*** Opening of Exercise input ***

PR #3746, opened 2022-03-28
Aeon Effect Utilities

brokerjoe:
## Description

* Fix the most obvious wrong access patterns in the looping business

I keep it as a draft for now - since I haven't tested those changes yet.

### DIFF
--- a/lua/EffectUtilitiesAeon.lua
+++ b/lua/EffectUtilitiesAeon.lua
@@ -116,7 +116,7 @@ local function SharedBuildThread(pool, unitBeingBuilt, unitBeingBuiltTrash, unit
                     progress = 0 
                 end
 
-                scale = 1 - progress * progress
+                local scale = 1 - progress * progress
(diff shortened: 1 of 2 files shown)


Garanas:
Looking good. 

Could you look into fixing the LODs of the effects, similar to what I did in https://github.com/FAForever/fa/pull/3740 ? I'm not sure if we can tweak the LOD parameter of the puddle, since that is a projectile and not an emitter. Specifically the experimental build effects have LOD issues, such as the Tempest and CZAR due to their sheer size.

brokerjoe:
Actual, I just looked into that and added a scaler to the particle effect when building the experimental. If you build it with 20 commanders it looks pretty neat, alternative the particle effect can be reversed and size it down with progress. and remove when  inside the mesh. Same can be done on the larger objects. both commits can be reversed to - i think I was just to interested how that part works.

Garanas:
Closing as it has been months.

*** Close of Exercise input ***

## What the exercise asks
The answer must be a single number: how many lines above contain the word "progress".

## Written answer
4